The Taliban's unqualified victory does present a glimmer of hope, however, that roughly four decades of continuous civil war in the country, sometimes hotter and sometimes cooler, will finally come to an end. These four decades of war have left Afghanistan, which was briefly a developing country on the brink of modernization in the 1970s, as the least developed country in the world outside of Africa and a major global source of refugees.

Also, because the U.S. exit was executed in a clumsy way, it left many Americans and many of our local allies who are now at life or desk risk due to their support for us behind. As Stars and Stripes, an independent newspaper with a military beat explains:

“The administration by its own account left 600 Americans behind — over 400 of whom want to leave" and the "State Department also has contacted another 244 U.S. citizens in Afghanistan who “are not ready to depart either because they want to stay or aren’t ready” to leave yet[.]"
In addition to the hundreds of Americans, thousands of vulnerable Afghans also remain in Afghanistan while they await special immigrant visas, which are given to allies who helped U.S. forces during their time in that country. . . . “The total number of SIV's in the pipeline is 28,000, according to our records, of which 8,555 have come out with their family members,” he said. “So that would suggest there's a significant number of SIVs still in Afghanistan.” 
[Undersecretary of Defense for Policy Colin] Kahl said the Biden administration is trying “to get them out and hold the Taliban to their pledge for safe passage with people with documents which should include SIVs.”
The administration, unconscionably, has blamed its own red tape for leaving almost 20,000 Afghan allies behind.
The problem, however, is “the SIV process was not designed for an emergency — it's very slow,” he said. “Typically it took a year or two [and] nothing was done in the previous administration to speed that up. At the beginning of the Biden administration, the State Department took some steps that shrunk the time to about eight months — still way too long.”

The Pentagon has also taken steps to help the State Department process SIV applications faster, creating “an enormous database … to try to speed up the confirmation of employment” necessary for special immigrant visas, Kahl said.

Meanwhile, about 53,000 Afghans are awaiting visa processing at eight military installations in the United States and about another 3,500 at bases in the Middle East and Europe, chief Pentagon spokesman John Kirby said Monday.

More than 6,000 have completed the process and have resettled in the U.S. since evacuation efforts began in late July, Kirby said.

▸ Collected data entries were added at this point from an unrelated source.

PR #177, opened 2020-02-14
Add stream IDs, proper storage prefixing, recovering from crashes.

cube2222:


execution/engine.go
```diff
@@ -133,37 +133,37 @@ func (engine *PullEngine) Run(ctx context.Context) {
 }
 
 func (engine *PullEngine) loop(ctx context.Context, tx storage.StateTransaction) error {
-	sourcePrefixedTx := tx.WithPrefix(engine.sourceStoragePrefix)
+	prefixedTx := tx.WithPrefix(engine.nodeStatePrefix)
 
-	watermark, err := engine.watermarkSource.GetWatermark(ctx, sourcePrefixedTx)
+	watermark, err := engine.watermarkSource.GetWatermark(ctx, tx)
```
JasiekChomiak: This seems like a very subtle change, yet there is nothing that explains it. Could you add a comment, as to explain why the watermark is suddenly created using the original transaction, and not the prefixed one, as was in the previous version?

execution/engine.go
```diff
@@ -133,37 +133,37 @@ func (engine *PullEngine) Run(ctx context.Context) {
...
 	if err != nil {
 		return errors.Wrap(err, "couldn't get current watermark from source")
 	}
 	if watermark.After(engine.lastCommittedWatermark) {
-		err := engine.irs.UpdateWatermark(ctx, tx, watermark)
+		err := engine.irs.UpdateWatermark(ctx, prefixedTx, watermark)
```
JasiekChomiak: Same thing here - these changes need commenting in my opinion

execution/engine.go
cube2222: I've added necessary comments.

execution/engine.go
cube2222: I've added necessary comments.

Qoziyev:
#329

PR #178, opened 2020-02-17
Modify limit to use state storage

cube2222:


execution/limit.go
```diff
@@ -68,19 +71,32 @@ func (node *LimitedStream) Close() error {
...
+	if limit.AsInt() > 0 {
 		record, err := node.rs.Next(ctx)
 		if err != nil {
 			if err == ErrEndOfStream {
-				node.limit = 0
+				limit = octosql.MakeInt(0)
 				return nil, ErrEndOfStream
 			}
 			return nil, errors.Wrap(err, "LimitedStream: couldn't get record")
 		}
```
JasiekChomiak: Newline here?

execution/limit.go
```diff
@@ -68,19 +71,32 @@ func (node *LimitedStream) Close() error {
...
-		node.limit--
-		if node.limit == 0 {
+		limit = octosql.MakeInt(limit.AsInt() - 1)
+		if limit.AsInt() == 0 {
 			node.rs.Close()
 		}
```
JasiekChomiak: Newline here?

execution/limit.go
```diff
@@ -68,19 +71,32 @@ func (node *LimitedStream) Close() error {
...
+		err = limitState.Set(&limit)
+		if err != nil {
+			return nil, errors.Wrap(err, "couldn't set new limit state")
+		}
 		return record, nil
 	}
```
JasiekChomiak: I think it would improve our coherence of code if we agreed upon when is it appropriate to use multiple AsType functions, and when is it better to just define a value and use it everywhere. Here you use the limit.AsInt() function three times, so maybe it would be better to just define "limitValue := limit.AsInt()" and then use it everywhere? This is more about coding standards rather than optimizing the code, because this change is miniscule when it comes to performance

execution/limit.go
```diff
@@ -68,19 +71,32 @@ func (node *LimitedStream) Close() error {
...
+
+	if limit.AsInt() > 0 {
 		record, err := node.rs.Next(ctx)
 		if err != nil {
 			if err == ErrEndOfStream {
-				node.limit = 0
+				limit = octosql.MakeInt(0)
 				return nil, ErrEndOfStream
 			}
 			return nil, errors.Wrap(err, "LimitedStream: couldn't get record")
```
woojtek: wrap body starts with Uppercase

execution/limit.go
```diff
@@ -68,19 +71,32 @@ func (node *LimitedStream) Close() error {
...
+	if err != nil {
+		return nil, errors.Wrap(err, "couldn't get limit state")
+	}
+
+	if limit.AsInt() > 0 {
 		record, err := node.rs.Next(ctx)
 		if err != nil {
 			if err == ErrEndOfStream {
-				node.limit = 0
+				limit = octosql.MakeInt(0)
```
woojtek: this variable is not used because it's followed by early return (?)

execution/limit.go
woojtek: same with wrap inside Close method

cube2222: That was like that previously, but yeah, I'll change it.

execution/limit.go
cube2222: It will be used in case someone tries to get a record again.

execution/limit.go
cube2222: Sure

execution/limit.go
cube2222: Sure

execution/limit.go
cube2222: This is definitely a case where a helper variable should be used. If it's used 3 times. I'll change it.

execution/limit.go
cube2222: Ah, I didn't save it.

Honestly, it is in the best interests of the Taliban to let the Special Immigrant Visa applicants and their families migrate to the U.S.  These individuals are among the most capable people in the country with an inclination to be pro-Western and anti-Taliban. Their departure would greatly weaken any potential insurgency against the Taliban by people who felt allegiance to the U.S. installed Afghan government that the Taliban toppled or that seeks a new regime to replace the Taliban along the same liens. In short, allowing them to leave would remove a thorn from their sides. 

It would also discourage the U.S. from considering future involvement of any kind in Afghanistan out of guilt for the harm it caused by leaving so many people behind.

But whether the Taliban will see the wisdom in this course of action, and allow it to overcome a desire to inflict vengeance on people who provided aid and comfort to their deadly foreign backed enemies for two decades, remains to be seen.